As Mississippi River rises, so do commodity prices

Mary Hightower
U of A System Division of Agriculture

LITTLE ROCK, ARKANSAS

    As rain feeds the Mississippi, the rising river is also buoying the commodity prices farmers are receiving at the elevators.

    Months of drought throughout the Mississippi River basin dropped the river to record low levels in October; bottlenecking — and at one point halting — barge traffic between Osceola, Arkansas, and Greenville, Mississippi. With nowhere to go, corn, soybeans and other commodities piled up at the elevators. Shipping prices rose, as did the commodity backlog, which translated into lower prices for farmers.

   “Since the river reached its lowest point in October, we’ve seen basis recover a great deal,” Hunter Biram, extension economist for the University of Arkansas System Division of Agriculture, said on Tuesday. “Basis” is the difference between the local cash price the futures price for a particular commodity.

   “It’s gone from about 80 cents under to 40 percent over the futures price. That’s a 120-cent recovery,” Biram said. “At Helena, it went from 70 cents under to 40 over. That’s a 110-cent recovery.”

   Normally, “45 cents would be a big deal, especially with commodity prices,” he said.

   Are farmers breathing a sigh of relief?

   “If I was a farmer, I would,” he said.

   Biram said there were three factors moving the rise in prices. First, was the resumption of barge traffic. Second would be “an indirect effect of the barges moving — those grain stocks that built up at the elevator are being depleted. Those stocks are coming down, and the cash price is increasing.

   “The third thing is that during this time of year, basis is strengthening anyway because we are in a post-harvest state,” he said. “Normally, in September and October you see basis weakening because of high stocks. A lot of farmers are going to be delivering grain as they harvest it.”

Fertilizer for spring

   The Mississippi River is also an important avenue for the fertilizer that farmers will use for planting next spring. The good news is that overall  prices are expected be lower than this year’s, according to the enterprise budgets for 2023 being developed by the Cooperative Extension Service. These budgets help farmers plan for their next growing season.

   “Overall fertilizer is about 3 percent lower comparing 2023 with the 2022 enterprise budgets that were adjusted earlier this year because of the war in Ukraine, Biram said.

   “Nitrogen is looking 6 percent lower, phosphorus about 2 percent higher and potash is looking constant,” he said, adding that the moderation in prices is likely due not only to barge traffic moving again, but also that the markets don’t see the war the same way.

   “Last year it was a shock. It’s not a shock now. Like COVID, we didn’t know what to do with the supply chain issues, but now we’ve adjusted,” he said.

Crop insurance 

   The Risk Management Agency, or RMA, of the U.S. Department of Agriculture has also completed its harvest-time price discovery, which is used to determine indemnity for farmers.

   RMA determines its payments through two rounds of price discovery. The first is examining futures prices from mid-January to mid-February. The second round is done during harvest.
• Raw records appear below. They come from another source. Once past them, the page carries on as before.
PR #401, opened 2020-10-15
[Feature] Dropdown disabled state

LJKaski:
## Description
This PR implements disabled prop and the corresponding styling for the dropdown component.

## Motivation and Context
Being able to disable a component is one of the key functions of any input component and needs to be supported.

## How Has This Been Tested?
Only tested by running locally in styleguidist.

image

## Release notes
-Added disabled prop for Dropdown component

### DIFF
--- a/src/core/Dropdown/Dropdown.test.tsx
+++ b/src/core/Dropdown/Dropdown.test.tsx
@@ -50,6 +50,16 @@ describe('Basic dropdown', () => {
     expect(input).toHaveAttribute('name', 'dropdown-test');
   });
 
+  it('should have disabled styles when disabled', async () => {
+    const { findByRole } = render(
+      <Dropdown labelText="Dropdown" disabled>
+        <Dropdown.item value={'item-1'}>Item 1</Dropdown.item>
+      </Dropdown>,
+    );
+    const button = await findByRole('button');
+    expect(button).toHaveClass('fi-dropdown--disabled');
+  });
+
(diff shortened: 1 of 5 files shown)


src/core/Dropdown/Dropdown.test.tsx
```diff
@@ -50,6 +50,16 @@ describe('Basic dropdown', () => {
     expect(input).toHaveAttribute('name', 'dropdown-test');
   });
 
+  it('should have disabled styles when disabled', async () => {
+    const { findByRole } = render(
+      <Dropdown labelText="Dropdown" disabled>
+        <Dropdown.item value={'item-1'}>Item 1</Dropdown.item>
+      </Dropdown>,
+    );
+    const button = await findByRole('button');
```
aappoalander, line 59: Are these queries really async by nature? Or is this the infamous useLayoutEffect etc. error message thing?

aappoalander:
Looks very good overall! :) Maybe we should still add an example to md?

src/core/Dropdown/Dropdown.test.tsx
LJKaski: To be honest, I just saw all the other tests being written with the async and followed suit 😅

aappoalander: This is probably the problematic case that causes a lot of warnings when executing, so maybe better to leave as is.

aappoalander (approved):

PR #447, opened 2021-03-23
Fix/chip props and styles

aappoalander:
## Description
This PR fixes Chip remove icon alignment issue with Safari and removes support for as-prop. Examples were updated and improved.

Also minor refactoring of styles was done to have better isolation between variants.

## Related Issue
The remove icon for Chip was not aligned according designs in Safari. As-prop made it possible to replace the chip button/div component with other elements which is not desired for this component.

## Motivation and Context
Components should look and behave the same way with all supported browsers. This fix is needed to align styles in Safari with rest of the supported browsers. Also changing the chip semantics with as-prop is not desired for this component.

## How Has This Been Tested?
Tested with CRA-TS project using MacOS with Safari, Firefox and Chrome.

Screenshot 2021-03-22 at 14 31 31
Screenshot 2021-03-23 at 9 27 37

## Release notes
- Chip
  - Breaking changes: as prop is now removed
  - Remove icon is now properly aligned in Safari

### DIFF
--- a/src/core/Chip/Chip/Chip.md
+++ b/src/core/Chip/Chip/Chip.md
@@ -24,11 +24,15 @@ const chipStyle = {
     </Chip>
     <Chip
       style={chipStyle}
+      removable
       actionLabel="Log referenced element"
       ref={exampleRef}
-      onClick={() => console.log(exampleRef.current)}
+      onClick={() => {
+        console.log(exampleRef.current);
+        removeAction();
+      }}
     >
-      Chip with ref
+      Removable chip with ref
     </Chip>
   </div>
   <div>
--- a/src/core/Chip/Chip/Chip.md
+++ b/src/core/Chip/Chip/Chip.md
@@ -29,7 +29,7 @@ const chipStyle = {
       ref={exampleRef}
       onClick={() => console.log(exampleRef.current)}
     >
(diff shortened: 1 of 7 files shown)


src/core/Chip/Chip/Chip.md
```diff
@@ -7,24 +7,30 @@ const removeAction = () => {
 };
 
 const exampleRef = React.createRef();
-
+const chipStyle = {
+  display: 'inline-block',
+  marginRight: '10px',
+  marginBottom: '24px'
```
ketsappi, line 13: Should we remove the bottom margin to keep the look more consistent. Or is there some specific test purpose for this?

ketsappi (approved):
Worked with Safari and Brave when tested.

No more weird behaviour on the Safari with the close icon as it was before the fix.

src/core/Chip/Chip/Chip.md
ketsappi: As discussed, this was to demonstrate the need to use margins by the library user. Margins are not provided per component.

LJKaski (dismissed):
Looks to be working well on windows + chrome, FF and Edge.

LJKaski (approved):

PR #450, opened 2021-03-25
[Fix] Modal mouse event issue

aappoalander:
## Description
This PR removes the fix for Modal NVDA cursor escaping issue as it proved to be not working as expected. In addition, small improvements for styles and component structure.

## Related Issue
NVDA fix prevented normal focusing on items inside the modal with mouse.

## Motivation and Context
The fix for NVDA cursor escaping the modal with events bubbling through the modal background was made as a last minute improvement and was not properly tested. Preventing mouse interactions with modal background overlay resulted in undesired side effect and blocked most mouse interactions inside the modal also.

Removing the fix will re-introduce the cursor escaping issue where a user is clicking non interactive elements on the modal dialog with mouse and NVDA on. This allows the cursor to escape to the underlying DOM elements and there seems to be no easy fix for this behaviour (other than complex solutions discouraged by W3C.).

## How Has This Been Tested?
Tested with Styleguidist on MacOS and Windows using NVDA/VoiceOver with Chrome, Firefox, Safari and Edge.

## Release notes
- Modal
  - Remove non-working NVDA cursor escape fix and improve styles

### DIFF
--- a/src/core/Modal/Modal/Modal.baseStyles.tsx
+++ b/src/core/Modal/Modal/Modal.baseStyles.tsx
@@ -51,6 +51,7 @@ export const baseStyles = css`
 
     &--small-screen {
       & .fi-modal_content-container {
+        border-radius: 0;
         width: 100%;
         height: 100%;
         max-height: 100%;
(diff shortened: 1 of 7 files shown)


LJKaski (approved):
Looks good to me :)

ketsappi (approved):

PR #452, opened 2021-03-29
[Fix] ExpanderGroup performance improvements

aappoalander:
## Description
This PR increases ExpanderGroup performance especially for use cases with large amounts of expanders in one expander group.

In addition, this PR fixes small font style issues.

## Motivation and Context
ExpanderGroup was setting state for each Expander close or open event and sharing that state via context. This was causing redundant renders and change detection for all nested Expanders and also unnecessary expander open state comparisons. This caused ExpanderGroups with hundreds or more Expanders to become unusable.

In addition, there was a bug with font-family style which resulted into invalid css being built. 

## How Has This Been Tested?
Tested on MacOS with Safari, Edge, Chrome and Firefox with VoiceOver. Test environment was React Styleguidist build, Create React App TypeScript build and SSR test build. Performance was tested with 500 expanders.

## Release notes
- ExpanderGroup
  - Performance improvements
 - Expander
   - Breaking change, undocumented consumer prop removed from public API
   - Style fixes for fonts

### DIFF
--- a/src/core/Expander/Expander/Expander.tsx
+++ b/src/core/Expander/Expander/Expander.tsx
@@ -56,7 +56,6 @@ export interface ExpanderProps {
   open?: boolean;
   /** Event handler to execute when clicked */
   onOpenChange?: (open: boolean) => void;
-  consumer?: ExpanderGroupProviderState;
 }
 
 export interface ExpanderTitleBaseProps {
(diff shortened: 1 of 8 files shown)


ketsappi (approved):

LJKaski (dismissed):
Looks good and seems to work well as far as I can tell.

ketsappi (approved):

   “I’m not expecting to see too many Revenue Protection indemnities paid for corn, soybeans and rice, unless the farmer experienced huge production losses,” Biram said. In short, as futures prices increased through the season, “the lower your chance of receiving a Revenue Protection indemnity payment.”

   The exception may be for cotton growers. Biram said the projected futures price was pegged at $1.02 per pound in February, but that the harvest price is 81 cents.

   With a 21 percent fall between the RMA-determined projected and harvest prices for cotton, those enrolled in STAX — the RMA’s Stacked Incoming Protection Plan — may receive indemnity payments, he said. ∆

 

 

 

 

 File photos of Mississippi River barges.